## Abstract

We design and numerically investigate the high Q-factor, high modulation depth, and multiple Fano resonances based on a periodical all-dielectric asymmetric nanorod dimer in the near-infrared regime. It is demonstrated that, due to the excitation of the subradiant hybrid modes, five sharp Fano resonances can be achieved by breaking the symmetry of the dimer and can be flexibly tuned by varying the geometrical parameters. All five Fano resonances have a narrow line width, the maximal Q-factor exceeds 9700, and even the minimal Q-factor also reaches about 1090 in magnitude. Particularly, the modulation depth can reach nearly 100%. In addition, the maximal figure of merit reaches 5045. Considering the narrow line-width and significant near-field enhancement, five Fano resonances with large modulation depths in the proposed array are useful for lasing, nonlinear optics, and multiwavelength biosensing.

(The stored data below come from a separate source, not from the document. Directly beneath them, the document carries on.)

Issue #10283, opened 2025-04-15
Zeroconf (mDNS/Bonjour) Support for LAN Discovery


danemadsen:
It would be helpful if Ollama instances could advertise themselves over Zeroconf (mDNS) on the local network, enabling seamless discovery by other devices and apps (e.g. mobile clients, browser frontends, embedded devices).

This would allow clients to automatically discover Ollama instances without manual IP or port configuration, which is especially useful in LAN setups for distributed AI inference or collaborative environments.

Proposed Service Format:
```yaml
Service Type: _ollama._tcp.local.
Service Name: <Hostname or InstanceName>
Port: 11434
TXT Records:
  - model=llama3
  - status=ready
  - version=0.1.25
```

JamesClarke7283:
I think this should be an opt in. Just because Ollama doesnt have builtin auth yet.

Ollama does have a large attack surface.

You can have it gated as a serve flag or env var like `OLLAMA_ADVERTISE`

I realise many people dont have it exposed to the internet (assuming they dont have it listening on its public IPv6 address).

Nether the less, i think this would be a good precaution.

rndmcnlly:
I like the idea of making ollama discoverable via mDNS, but I think this might be a key moment to setup a broader ecosystem of LLM-service discovery.

Consider https://github.com/jperrello/Saturn Here's whats's different from what's proposed earlier in this thread:
- More general service name: `_saturn._tcp.local.`
- Promises less support/control to people on the LAN (just OpenAI-compatible completions, no create/pull/delete).

Think about how the one tech expert in every household sets up the wifi and makes sure you can use it to connect to the printer. That same person might setup a Saturn bridge that provides LLM services to anyone on the LAN. Those services *might* be locally provided by an in-house instance of Ollama, or they might just be a simply proxy to a cloud provider with a pre-configured API key. The main idea is that most users don't need to set anything up. Apps just *sense* LLM access nearby and start using it.

If we go with the `_ollama._tcp.local.` design, it'll be harder to get get app developers to integrate discovery features because there's only one kind of service they could discover. With something more general, we might have a healthier ecosystem in which Ollama is just one of many thriving LLM services.

PR #10285, opened 2025-04-15
Add Zeroconf advertisement for Ollama instances

danemadsen:
Add Zeroconf advertisement for Ollama instances
#10283

### DIFF
--- a/server/zeroconf.go
+++ b/server/zeroconf.go
@@ -1,0 +1,35 @@
+package server
+
+import (
+	"log"
+
+	"github.com/grandcat/zeroconf"
+)
+
+var server *zeroconf.Server
+
+// RegisterService registers the service with Zeroconf
+func RegisterService() {
+	var err error
+	server, err = zeroconf.Register(
+		"OllamaInstance", // Service Name
+		"_ollama._tcp",   // Service Type
+		"local.",         // Domain
+		11434,            // Port
+		[]string{"path=./"}, // TXT Records
+		nil, // Host
+	)
+	if err != nil {
+		log.Fatalf("Failed to register service: %s", err)
+	}
+	log.Println("Service registered successfully")
+}
+
+// UnregisterService unregisters the service with Zeroconf
+func UnregisterService() {
+	if server != nil {
+		server.Shutdown()
+		server = nil
+		log.Println("Service unregistered successfully")
+	}
+}
--- a/server/zeroconf.go
+++ b/server/zeroconf.go
@@ -12,12 +12,12 @@ var server *zeroconf.Server
 func RegisterService() {
 	var err error
 	server, err = zeroconf.Register(
-		"OllamaInstance", // Service Name
-		"_ollama._tcp",   // Service Type
-		"local.",         // Domain
-		11434,            // Port
+		"OllamaInstance",    // Service Name
+		"_ollama._tcp",      // Service Type
+		"local.",            // Domain
+		11434,               // Port
 		[]string{"path=./"}, // TXT Records
-		nil, // Host
+		nil,                 // Host
 	)
 	if err != nil {
 		log.Fatalf("Failed to register service: %s", err)
--- a/cmd/cmd.go
+++ b/cmd/cmd.go
@@ -1092,10 +1092,8 @@ func RunServer(_ *cobra.Command, _ []string) error {
 		return err
 	}
 
-	if os.Getenv("OLLAMA_ZEROCONF") == "1" {
-		go server.RegisterService()
-		defer server.UnregisterService()
-	}
+	go server.RegisterService()
+	defer server.UnregisterService()
 
 	ln, err := net.Listen("tcp", envconfig.Host().Host)
 	if err != nil {
--- a/cmd/cmd.go
+++ b/cmd/cmd.go
@@ -1092,6 +1092,11 @@ func RunServer(_ *cobra.Command, _ []string) error {
 		return err
 	}
 
+	if os.Getenv("OLLAMA_ZEROCONF") == "1" {
+		go server.RegisterService()
+		defer server.UnregisterService()
+	}
+
 	ln, err := net.Listen("tcp", envconfig.Host().Host)
 	if err != nil {
 		return err
@@ -1101,7 +1106,6 @@ func RunServer(_ *cobra.Command, _ []string) error {
 	if errors.Is(err, http.ErrServerClosed) {
 		return nil
 	}
-
 	return err
 }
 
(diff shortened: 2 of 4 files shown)


server/zeroconf.go
```diff
@@ -0,0 +1,35 @@
...
+var server *zeroconf.Server
+
+// RegisterService registers the service with Zeroconf
+func RegisterService() {
+	var err error
+	server, err = zeroconf.Register(
+		"OllamaInstance",    // Service Name
+		"_ollama._tcp",      // Service Type
+		"local.",            // Domain
+		11434,               // Port
```
cwthomas-llu, line 18: You shouldn't hardcode the port as the default port can be changed through an env variable.

JamesClarke7283:
WARNING: this addition almost certainly increases attack surface of Ollama if enabled by default. 

Consider some mitigations before merging it upstream.

See my comment in the original issue for more details.

JamesClarke7283:
FURTHER WARNING: I had a quick  look at the go implementation, `github.com/grandcat/zeroconf` it hasnt been maintained in 2 years. Its got 32 open issues and a cursory look at the code leads me to think there is likely some significant vulns in it. 

Its also not fully complaint with the `RFC`s as mentioned in the readme.

Recommendation:

If this gets implemented i would now suggest it be done out of the ollama core source tree. Perhapse at packaging stage.


Alternative reccomendation:
If done in the ollama source tree, perhapse use a go library which is just bindings to the official C library (unless a prod ready native implementation exists).

Again this would have the drawback of exposing more potential memory bugs via the FFI indirectly. But if the implementation is more battle tested it may be more secure than a non complient native one.

jessegross:
Thank you for the patch but I'm not able to merge this for the reasons that @JamesClarke7283 described. It would be better to have a separate service to handle advertisements.

Binozo:
Sad to see that this PR got closed because of some arguments that are invalid in my opinion. 

First the increased attack surface shouldn't be a real problem because if you really wanted to exploit Ollama you could just simply iterate through all IPs in the network and curl port 11434 `curl http://192.168.178.X:11434/` to find out if Ollama is running. Also if you change your Ollama port to hide your Ollama instance you configured your services wrong. Also I would only advertise the mDNS service if `OLLAMA_HOST` is set to `0.0.0.0:11434` because this way you actively allow outside connections to Ollama. I also support the mDNS broadcast as a opt-in feature like @JamesClarke7283 suggested 👍

Second the argument about potential FFI memory bugs is completely over exaggerated as a simple google search showed that there is an active maintained mDNS library by hashicorp [here](https://github.com/hashicorp/mdns) which doesn't rely on CGO.

I actually need this feature myself and I would also create PR for this feature if @jessegross would support that.

Also I don't think 55 lines of Go code (as in this PR) is that much maintenance 😉

JamesClarke7283:
> Sad to see that this PR got closed because of some arguments that are invalid in my opinion. 
> 
> First the increased attack surface shouldn't be a real problem because if you really wanted to exploit Ollama you could just simply iterate through all IPs in the network and curl port 11434 `curl http://192.168.178.X:11434/` to find out if Ollama is running. Also if you change your Ollama port to hide your Ollama instance you configured your services wrong. Also I would only advertise the mDNS service if `OLLAMA_HOST` is set to `0.0.0.0:11434` because this way you actively allow outside connections to Ollama. I also support the mDNS broadcast as a opt-in feature like @JamesClarke7283 suggested 👍
> 
> Second the argument about potential FFI memory bugs is completely over exaggerated as a simple google search showed that there is an active maintained mDNS library by hashicorp [here](https://github.com/hashicorp/mdns) which doesn't rely on CGO.
> 
> I actually need this feature myself and I would also create PR for this feature if @jessegross would support that.
> 
> Also I don't think 55 lines of Go code (as in this PR) is that much maintenance 😉

My position is, the current approach violates the separation of concerns/single responsibility principal (the OS should manage how it does networking, etc, the networked application should just expose itself via a TCP/IP socket on the correct interface, which ollama lets you configure).

The core idea to improve service discoverability is good, but it is a tradeoff (as everything is).

Firstly when i say attack surface i mean to the application itself (RCE/DOS crash exploits that put the user at real risk) because it is adding complexity to program in regards to the network stack, i realise ollama lacks authentication mechanisms builtin and relies on the user setting up some kind of reverse proxy/middleware, that is a separate and possibly more pressing issue.

The question is weather that tradeoff is good, which depends on how we can mitigate increasing that attack surface too much.

The current implementation relies on a library that is unmaintained and the call graph would be complex in nature.

I am not against a platform independent solution with low maintainance burden.

I havent used that library you cited but seems a good start if you wanted to go that route. (Although personally this seems more like the sys-admin's problem to me than a coding/SE problem, one can configure ZeroConf with the above spec without implementing it in-tree).

Its the OS's job weather it wants to advertize services, and the OS can see what ports are open or not. Its not like a traditional polling problem where its application specific.
Every TCP/IP port's state is known locally.


55 lines isnt the problem, its adding the dimension of mDNS support that needs to be continued to be supported for the foreseeable future.

So its about minimizing maintainability burden too.

One question i will ask to stimulate discussion of alternate approaches is "Can this be done without adding a in-tree go module to ollama? I.E config files/etc"

danemadsen:
I'm by no means an expert at mDNS or go programming. This was simply the quickest and easiest way I could get it up and running.

Binozo:
> My position is, the current approach violates the separation of concerns/single responsibility principal (the OS should manage how it does networking, etc, the networked application should just expose itself via a TCP/IP socket on the correct interface, which ollama lets you configure).
> 
> The core idea to improve service discoverability is good, but it is a tradeoff (as everything is).

This may be true but the we both support the idea that it should be opt in so people willingly decide that they want that. Would also make deployment much easier.



> Firstly when i say attack surface i mean to the application itself (RCE/DOS crash exploits that put the user at real risk) because it is adding complexity to program in regards to the network stack, i realise ollama lacks authentication mechanisms builtin and relies on the user setting up some kind of reverse proxy/middleware, that is a separate and possibly more pressing issue.

+1
When I remember correctly Ollama was somewhat advertised as an tool for programmers and hobbyists. In my opinion there is no real attack surface because most Ollama users just run Ollama in default settings on their local machine for experimenting (as I do). And *if* there are cloud deployments or otherwise sensible machines run Ollama there will be people that already know what they are doing.

> Its the OS's job weather it wants to advertise services, and the OS can see what ports are open or not. Its not like a traditional polling problem where its application specific.

I don't support that. How should the OS know with which config an service should be advertised? There are some values that can be set for the mDNS broadcast.

> 55 lines isnt the problem, its adding the dimension of mDNS support that needs to be continued to be supported for the foreseeable future.

I would happily take that over 🙂

> One question i will ask to stimulate discussion of alternate approaches is "Can this be done without adding a in-tree go module to ollama? I.E config files/etc"

Yes but you would need additional programs for that. Like `avahi-publish` for Linux and `dns-sd` for Windows/MacOS.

© 2019 Optical Society of America under the terms of the OSA Open Access Publishing Agreement

## 1. Introduction

Engineering high Q-factor responses in metamaterials is generally associated with the low loss rate and large local field enhancement and offer surprisingly rich physics, spanning many areas of research including plasmonic lasers [1], nonlinear optics [2], optical sensors [3,4] and quantum optics [5]. Fano resonance, characterized by asymmetric spectral line profiles, provides an effective way to realize the high Q-factor in metamaterials and has attracted great attention [6–10]. Fano resonances are generally attributed to the interaction between a superradiant (highly radiative) mode and a subradiant (poorly radiative) mode [9,11]. Unfortunately, Fano resonance in plasmonic metamaterials typically suffers from low Q-factor due to the ohmic losses.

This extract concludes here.